CDC’s Latest Anti-Smoking Ads Now Target Vaping, Too

The Centers for Disease Control and Prevention have long railed against cigarette smoking and tobacco companies. But with their latest ad campaign, the CDC is now targeting something else: electronic cigarettes and vaporizers.

The print and radio ads mark the first time that e-cigarettes have been mentioned in an anti-smoking ad, much to the ire of the vaping industry.

As part of the “Tips from Former Smokers” campaign, which started in 2012, one of the spots features a woman named Kristy alongside a caption that says, “I started using e-cigarettes but kept smoking. Right up until my lung collapsed.”

Remaining ads for the campaign, which will run for 20 weeks and cost $50 million, will focus on traditional cigarettes instead.

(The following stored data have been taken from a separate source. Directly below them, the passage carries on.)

PR #2122, opened 2024-05-14
Update Team removal modal to selectable loadouts

frzyc:
## Describe your changes

I noticed that people would delete the team caused by the v10 migration(but the loadouts would still remain).
and if people adopt importing of teams, they would have 4 new loadouts from importing that team. deleting this "Team" would mean deleting the 4 loadouts separately, then the team.

Add a modal so user can select loadouts to delete when deleting a team.

Depends on changes from #2108 

## Issue or discord link

- 

## Testing/validation

Screenshot 2024-05-14 132939

### DIFF
--- a/libs/gi/page-team/src/TeamSetting/TeamDelModal.tsx
+++ b/libs/gi/page-team/src/TeamSetting/TeamDelModal.tsx
@@ -1,0 +1,175 @@
+import {
+  BootstrapTooltip,
+  CardThemed,
+  ColorText,
+  ModalWrapper,
+} from '@genshin-optimizer/common/ui'
+import { notEmpty, toggleArr } from '@genshin-optimizer/common/util'
+import type { Team } from '@genshin-optimizer/gi/db'
+import { useDatabase, useTeam, useTeamChar } from '@genshin-optimizer/gi/db-ui'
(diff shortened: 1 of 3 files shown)


libs/gi/page-team/src/TeamSetting/TeamDelModal.tsx
```diff
@@ -0,0 +1,175 @@
...
+        bgt="light"
+        sx={{ border: selected ? '2px red solid' : undefined }}
+      >
+        <CardActionArea onClick={onClick}>
+          <LoadoutHeaderContent teamCharId={teamCharId}>
+            <ColorText color={inTeams.length === 1 ? 'success' : 'warning'}>
+              <Typography>
+                {inTeams.length === 1
+                  ? 'Only in current team'
+                  : `In ${inTeams.length} teams`}
```
nguyentvan7, line 167: Tooltip for team names? Or too much clutter?

nguyentvan7 (approved):

libs/gi/page-team/src/TeamSetting/TeamDelModal.tsx
frzyc: probably, I think the value here is to indicate if loadouts are in more than one team or not, so not 100% sure about showing all of them yet.

Issue #2039, opened 2024-04-30
Use TextField for artifact substat input


frzyc:
<img width="481" alt="image" src="https://github.com/frzyc/genshin-optimizer/assets/1754901/9d67e6c8-9062-4d7f-a00c-62758cce55ed">

The "colored input" is sort of out dated. Probably need to redesign this:
- use [TextField](https://mui.com/material-ui/react-text-field/) instead of the colored "button input"
- Fix the width somehow so the text fields line up vertically
- Maybe use [TextFieldLazy](https://github.com/frzyc/genshin-optimizer/blob/master/libs/common/ui/src/components/TextFieldLazy.tsx)?

chengxi600:
I can take a look into this.

chengxi600:
ah ok, ill come back to this after NumberInputLazy is merged

PR #2146, opened 2024-05-18
NumberInputLazy for artifact substat input

chengxi600:
## Describe your changes

Replaced CustomNumberInput with NumberInputLazy

## Issue or discord link

Resolves https://github.com/frzyc/genshin-optimizer/issues/2039
## Testing/validation

https://github.com/frzyc/genshin-optimizer/assets/23622319/f671a1bc-bc72-4450-adfe-5752c66e9acd

### DIFF
--- a/libs/gi/ui/src/components/artifact/editor/SubstatInput.tsx
+++ b/libs/gi/ui/src/components/artifact/editor/SubstatInput.tsx
@@ -90,7 +90,7 @@ export function SubstatInput({
 
   return (
     <CardThemed bgt="light">
-      <Box sx={{ display: 'flex' }}>
+      <Box sx={{ display: 'flex', height: '5vh' }}>
         <ButtonGroup size="small" sx={{ width: '100%', display: 'flex' }}>
           <DropdownButton
             startIcon={key ? <StatIcon statKey={key} /> : undefined}
@@ -128,7 +128,7 @@ export function SubstatInput({
                 </MenuItem>
               ))}
           </DropdownButton>
-          <Box
+          <NumberInputLazy
             sx={{
               flexBasis: 30,
               flexGrow: 1,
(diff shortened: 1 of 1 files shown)


libs/gi/ui/src/components/artifact/editor/SubstatInput.tsx
```diff
@@ -129,26 +128,31 @@ export function SubstatInput({
                 </MenuItem>
               ))}
           </DropdownButton>
-          <CustomNumberInputButtonGroupWrapper
-            sx={{ flexBasis: 30, flexGrow: 1 }}
+          <Box
```
frzyc, line 131: Can you try putting the `NumberInputLazy` here without the `Box` wrapper? You can apply `sx` directly to the `NumberInputLazy`

libs/gi/ui/src/components/artifact/editor/SubstatInput.tsx
```diff
@@ -129,26 +128,31 @@ export function SubstatInput({
...
                 setSubstat(index, { key, value: value ?? 0 })
               }
               disabled={!key}
               error={!!error}
-              sx={{
-                px: 1,
-              }}
               inputProps={{
-                sx: { textAlign: 'right' },
+                sx: { textAlign: 'right', height: '1vh' },
```
frzyc, line 152: What does the `1vh` here do?

frzyc (changes requested):

libs/gi/ui/src/components/artifact/editor/SubstatInput.tsx
chengxi600: was trying to set the size to be what it was before, moved it to the parent Box

frzyc (changes requested):
I assumed this is caused by the `5vh` in height for the parent wrapper
image
I am not sure why you needed to set the height here manually?

chengxi600:
> I assumed this is caused by the `5vh` in height for the parent wrapper image I am not sure why you needed to set the height here manually?

without setting the height it looks like this for me:
Screenshot 2024-05-18 at 12 09 30 PM

with 5vh:
Screenshot 2024-05-18 at 12 10 02 PM

would it be better to just use fixed height or just not set any height?

frzyc:
I think `vh` is fundamentally the wrong unit here, because its a relative unit to the viewheight, which can be different across different screensizes.
The height of the element changes as the view height is changed(by using console)

Screenshot 2024-05-18 212326

image

frzyc (approved):
LGTM

PR #2184, opened 2024-05-31
Custom Target Expressions

aurceive:
## Describe your changes

I added support for custom target expressions and a convenient editor.
image

Since the last PR I have found at least one indisputably correct way to use CTE.

Example: https://discord.com/channels/785153694478893126/1035719815622561892/1244630283052126298
Another example: https://discord.com/channels/785153694478893126/1035720633167921313/1237378233666633850

## Testing/validation

The optimizer sometimes refuses to work with some large expressions. Like this:
image

This can be bypassed by slightly changing the form of the expression without changing the essence.
image

Also, this case is calculated incorrectly. Although when it is used as part of a larger expression, it is calculated as expected.
image

I can't fix it. It's an engine issue. I preferred to forget about it until the transition to Pando.


frzyc:
@tisseandorius I am still not convinced that Custom Target expression is the solution towards somewhat niche usecases. Can you elaborate on which usecases that existing multi-target features cannot cover? I am not sure I can understand from the discord link you sent.

tisseandorius:
I don't know why, but since this PR was published I have never encountered the optimizer refusing to work when I used CTE.
I also checked the example of the incorrect calculation, now it returns the expected result.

However, Tim McAfee, senior medical officer at the CDC’s Office on Smoking and Health, draws a distinction between using e-cigs alone (also known as vaping) or in conjunction with smoking. “Our core message is cutting down [on smoking] is not sufficient,” he said, as opposed to quitting entirely.

In 2014, Nicotine & Tobacco Research, a peer-reviewed publication, published a study that estimated that three out of four people who use e-cigarettes haven’t quit smoking. Health officials also say that e-cigarette marketing could entice children and teens to vape.

Yet proponents of electronic cigarettes and vaporizers, which are smokeless devices, often say that this isn’t true. E-cigarettes are commonly used to help smokers quit.

A focus on e-cigarettes could also harm small businesses. According to the Smoke-Free Alternative Trade Association, there are around 16,000 vape shops in the United States, many of which are small businesses that specialize in selling unique vaporizers and custom blends of e-liquid.

This isn’t the first time a government agency has targeted e-cigarettes. Last week, the state government in California launched a $7 million media campaign against vaping.

The TV, online and outdoor ads refer to e-cigarettes as “brought to you by the people who brought you lung cancer.” Two months prior to the ads, California health officials named e-cigarettes as a health risk.